Murray won Seattle and King County by about 3-to-1, but also won the other Puget Sound counties, which one cannot see from the Needle on even the clearest days, plus Vancouver and Clark County. As of Friday, she was ahead of Smiley by nearly 300,000 votes or about 12 points.

You can’t win if you don’t play. Democrats need to take a lesson from the old Washington Lottery commercials that used that slogan to boost ticket sales.

Of the 12 legislative positions on various Spokane County ballots, seven had a Republican incumbent facing no Democratic challenger. One other race was between two Republicans. One of the five new county commissioner positions was between two Republicans and another was between a Republican and an independent who goes by “Wild Bill.” Three of the county executive spots went to unchallenged Republicans, the sheriff’s race was between two Republicans and the county prosecutor’s race was between a Republican and an independent.

You might say that Spokane County trends Republican, so what’s the point? But the 3rd Legislative District is heavily Democratic but Republicans always manage candidates for those seats.

After voting at the top of the ticket, some Democrats or independents may have looked down the ballot to see uncontested races or a matchup of two Republicans likely, and decided to fold up their unfinished ballot and tuck it into the security envelope.

Like football, elections can be a game of inches. Republicans have no one to blame but themselves for having the secretary of state position switch to the Democrats for the first time in 48 years.

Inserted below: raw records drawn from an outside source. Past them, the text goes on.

PR #673, opened 2025-06-03
feat: add priority to backendRef

cmaddalozzo:
**Commit Message**

Add priority field to AIGatewayRouteRuleBackendRef. This will set priority on the underlying LocalityLB endpoint in Envoy.

N/A

In order to get the Envoy Gateway to reconcile the underlying `HTTPRoute` when the priorities in the `AIGatewayRoute` spec change we need to add an annotation. This annotation just store the priorities for each rule. This ensure we only trigger reconciliation when the priorities actually change.


api/v1alpha1/api.go
```diff
@@ -277,6 +277,15 @@ type AIGatewayRouteRuleBackendRef struct {
 	// +kubebuilder:validation:Minimum=0
 	// +kubebuilder:default=1
 	Weight *int32 `json:"weight,omitempty"`
+	// Priority is the priority of the AIServiceBackend. This sets the priority on the underlying endpoints.
```
aabchoo, line 280: Can you add a cel validation test?

internal/controller/ai_gateway_route.go
```diff
@@ -276,3 +284,15 @@ func (c *AIGatewayRouteController) updateAIGatewayRouteStatus(ctx context.Contex
...
 	}
 }
+
+// Build an annotation that contains the priority of each backend ref. This is used to ensure Envoy Gateway reconciles the
+// HTTP route when the priorities change.
+func buildPriorityAnnotation(rules []aigv1a1.AIGatewayRouteRule) string {
+	priorities := make([]string, 0, len(rules))
+	for i, rule := range rules {
+		for _, br := range rule.BackendRefs {
+			priorities = append(priorities, fmt.Sprintf("%d:%s:%d", i, br.Name, *br.Priority))
```
aabchoo: > *br.Priority

this may cause problems for the CLI if the priority is not set (unlike how Kubebuilder sets it by default if omitted). Consider adding a check here if priority is defined?

internal/controller/ai_gateway_route.go
```diff
@@ -28,12 +29,13 @@ import (
...
-	selectedRouteHeaderKey        = "x-ai-eg-selected-route"
-	hostRewriteHTTPFilterName     = "ai-eg-host-rewrite"
-	aigatewayUUIDAnnotationKey    = "aigateway.envoyproxy.io/uuid"
-	egOwningGatewayNameLabel      = "gateway.envoyproxy.io/owning-gateway-name"
-	egOwningGatewayNamespaceLabel = "gateway.envoyproxy.io/owning-gateway-namespace"
+	managedByLabel                           = "app.kubernetes.io/managed-by"
+	selectedRouteHeaderKey                   = "x-ai-eg-selected-route"
+	hostRewriteHTTPFilterName                = "ai-eg-host-rewrite"
+	aigatewayUUIDAnnotationKey               = "aigateway.envoyproxy.io/uuid"
+	httpRouteBackendRefPriorityAnnotationKey = "gateway.envoyproxy.io/backend-ref-priority"
```
mathetake, line 39: nit ;could you use aigateway instead of gateway so that it's clear that it is AIGW that sets this one, not EG. This matches the uuid stuff above

api/v1alpha1/api.go
mathetake:
```suggestion
	// Priority is the priority of the AIServiceBackend for this specific rule. This sets the priority on the underlying endpoints.
```

mathetake (commented):
maybe you might want to update the provider_fallback e2e ?

internal/extensionserver/extensionserver.go
```diff
@@ -187,6 +187,9 @@ func (s *Server) maybeModifyCluster(cluster *clusterv3.Cluster) {
 		backendRef := httpRouteRule.BackendRefs[i]
 		name := backendRef.Name
 		namespace := aigwRoute.Namespace
+		if backendRef.Priority != nil {
+			endpoints.Priority = *backendRef.Priority
```
mathetake, line 191: IIUC this will override `fallback: true/false` option of EG's Backend resource right? Maybe we should document that in the API.

mathetake:
i am glad that the core change is much smaller than i thought! I think the rest is documentation + e2e tests

internal/controller/ai_gateway_route.go
cmaddalozzo: I originally tried to use `aigateway.envoyproxy.io/backend-ref-priority` but that didn't result in the `HTTPRoute` being reconciled. Setting `gateway.envoyproxy.io/backend-ref-priority` actually adds metadata to the underlying Envoy route.

https://gateway.envoyproxy.io/contributions/design/metadata/#translation

mathetake: oh ok then could you put that code comment here so that others can understand the rationale

api/v1alpha1/api.go
```diff
@@ -277,6 +277,16 @@ type AIGatewayRouteRuleBackendRef struct {
...
+	// See: https://www.envoyproxy.io/docs/envoy/latest/intro/arch_overview/upstream/load_balancing/priority
+	// Note: This will override the `faillback` property of the underlying Envoy Gateway Backend
+	//
+	// Default is 0.
+	//
+	// +optional
+	// +kubebuilder:validation:Minimum=0
```
mathetake, line 287: it seems trivial but let's add the CEL validation test as @aabchoo commented above - you can take a look at tests/crdcel

cmaddalozzo: > it seems trivial but let's add the CEL validation test as @aabchoo commented above - you can take a look at tests/crdcel

I tried adding a CEL validation where `-1` was passed but this resulted in a parsing error as it cannot be parsed as an unsigned int. Since any valid unsigned int is a valid priority I am not sure we need a validation test. WDYT

mathetake: fair enough! yeah we can skip it for this one

cmaddalozzo:
> maybe you might want to update the provider_fallback e2e ?

I don't think we will be able to add this until the previous priority retry predicate PR makes it into Envoy Gateway.

https://github.com/envoyproxy/gateway/pull/6204

mathetake:
hmm i was under the impression that this could be used instead of fallback: true option in the e2e test. not sure what i am missing

cmaddalozzo:
> hmm i was under the impression that this could be used instead of fallback: true option in the e2e test. not sure what i am missing

ah, yes that will work. The part that can't be tested yet is retrying across priorities in a dynamic way.

mathetake:
cool, could you go ahead and make the change like the below;

```diff
diff --git a/examples/provider_fallback/base.yaml b/examples/provider_fallback/base.yaml
index b695ae4..ea3c5bc 100644
--- a/examples/provider_fallback/base.yaml
+++ b/examples/provider_fallback/base.yaml
@@ -41,8 +41,11 @@ spec:
               name: x-ai-eg-model
               value: us.meta.llama3-2-1b-instruct-v1:0
       backendRefs:
-        - name: provider-fallback-always-failing-upstream  # This is the primary backend and trying to speak TLS, which always fails.
+        - name: provider-fallback-always-failing-upstream
+          # This is the primary backend and trying to speak TLS, which always fails.
+          priority: 0
         - name: provider-fallback-aws
+          priority: 1
 ---
 apiVersion: aigateway.envoyproxy.io/v1alpha1
 kind: AIServiceBackend
@@ -80,8 +83,6 @@ metadata:
   name: provider-fallback-aws
   namespace: default
 spec:
-  # Indicate that this backend is a fallback backend, meaning that it will only be used if the primary backend fails.
-  fallback: true
   endpoints:
     - fqdn:
         hostname: bedrock-runtime.us-east-1.amazonaws.com
```

i believe this should work and then we are good to go (i think we can make this part of v0.2)

yuzisun:
> cool, could you go ahead and make the change like the below;
> 
> ```diff
> diff --git a/examples/provider_fallback/base.yaml b/examples/provider_fallback/base.yaml
> index b695ae4..ea3c5bc 100644
> --- a/examples/provider_fallback/base.yaml
> +++ b/examples/provider_fallback/base.yaml
> @@ -41,8 +41,11 @@ spec:
>                name: x-ai-eg-model
>                value: us.meta.llama3-2-1b-instruct-v1:0
>        backendRefs:
> -        - name: provider-fallback-always-failing-upstream  # This is the primary backend and trying to speak TLS, which always fails.
> +        - name: provider-fallback-always-failing-upstream
> +          # This is the primary backend and trying to speak TLS, which always fails.
> +          priority: 0
>          - name: provider-fallback-aws
> +          priority: 1
>  ---
>  apiVersion: aigateway.envoyproxy.io/v1alpha1
>  kind: AIServiceBackend
> @@ -80,8 +83,6 @@ metadata:
>    name: provider-fallback-aws
>    namespace: default
>  spec:
> -  # Indicate that this backend is a fallback backend, meaning that it will only be used if the primary backend fails.
> -  fallback: true
>    endpoints:
>      - fqdn:
>          hostname: bedrock-runtime.us-east-1.amazonaws.com
> ```
> 
> i believe this should work and then we are good to go (i think we can make this part of v0.2)

@mathetake I updated, going to update my doc with the same change.

examples/provider_fallback/base.yaml
```diff
@@ -42,7 +42,9 @@ spec:
               value: us.meta.llama3-2-1b-instruct-v1:0
       backendRefs:
         - name: provider-fallback-always-failing-upstream  # This is the primary backend and trying to speak TLS, which always fails.
+          priority: 0
         - name: provider-fallback-aws
+          priority: 1
```
mathetake, line 47: Can you also delete the `fallback: true` below as it's overridden by this

mathetake (approved):
Awesome

examples/provider_fallback/base.yaml
yuzisun: Yes I deleted the fallback flag below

Appointed incumbent Steve Hobbs, a Democrat, faced a serious challenge from Julie Anderson, an independent with good credentials for the job as Pierce County auditor. Anderson squeaked through the primary because three Republicans split the vote and didn’t qualify through the top two primary.

Republican Brad Klippert, a Kennewick legislator who failed in his bid to oust US Rep. Dan Newhouse in Central Washington, then decided to run a write-in campaign for secretary of state. As of Friday, Anderson was about 51,000 votes behind Hobbs; the write-in total was more than 85,000.

By comparison, the write-in total in the only other statewide contested race, between Murray and Smiley, was about 4,700. It was fairly consistent among all 39 counties and always below 1%, while the write-ins for secretary of state were highest in counties that voted for Smiley, and topped 10% in some Central Washington counties near Klippert’s legislative district.

Polls don’t predict elections. Television talking heads learn this every election and promptly forget it.

They don’t foretell the future, they give you a snapshot view of public opinion at the time they are conducted. Every pollster uses a different formula – some better than others and none perfect – so you can’t compare one set of results with another. Depending on the formula, the snapshot may be in soft focus or completely out of focus when you get the results and that gets worse with time.

Campaigns tend to use polls to test public sentiment on issues. They always ask the “if the election were held today, who would you vote for” question to track how the campaign message is playing since the last time they polled.

Reporters should never accept at face value the results of a “how would you vote” question from a campaign without seeing the methodology and the rest of the poll. And if a campaign shares the issues results but not numbers for their candidate, the results for that question are inevitably bad.

Tsunami waves are rare in nature and even rarer in politics. Neither are predictable weeks or even days ahead of time, so political operatives and pundits should be banned from predicting them and only use the term after the results are in.